Short Non-Malleable Codes from Related-Key Secure Block Ciphers

• Main Authors: Serge Fehr, Pierre Karpman, Bart Mennink
• Format: Article
• Language: English
• Published: Ruhr-Universität Bochum 2018-03-01
• Series: IACR Transactions on Symmetric Cryptology
• Subjects: Non-malleable code; split-state tampering model; related-key security; block cipher
• Online Access: https://tosc.iacr.org/index.php/ToSC/article/view/854

A non-malleable code is an unkeyed randomized encoding scheme that offers the strong guarantee that decoding a tampered codeword either results in the original message, or in an unrelated message. We consider the simplest possible construction in the computational split-state model, which simply encodes a message m as k||Ek(m) for a uniformly random key k, where E is a block cipher.

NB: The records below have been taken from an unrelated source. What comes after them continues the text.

PR #3017, opened 2015-05-14
Bug fix #3015

### LINKED ISSUE #3015: Bug in admin/model/setting/setting.php
This is for OC 2.0.2.0 and the current master branch:

In file admin/model/setting/setting.php, in method editSettingValue, the following line 
```
$this->db->query("UPDATE " . DB_PREFIX . "setting SET `value` = '" . $this->db->escape($value) . "' WHERE `code` = '" . $this->db->escape($code) . "' AND `key` = '" . $this->db->escape($key) . "' AND store_id = '" . (int)$store_id . "'");
```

This construction is comparable to, but greatly simplifies over, the one of Kiayias et al. (ACM CCS 2016), who eschewed this simple scheme in fear of related-key attacks on E. In this work, we prove this construction to be a strong non-malleable code as long as E is (i) a pseudorandom permutation under leakage and (ii) related-key secure with respect to an arbitrary but fixed key relation. Both properties are believed to hold for “good” block ciphers, such as AES-128, making this non-malleable code very efficient with short codewords of length |m|+2τ (where τ is the security parameter, e.g., 128 bits), without significant security penalty.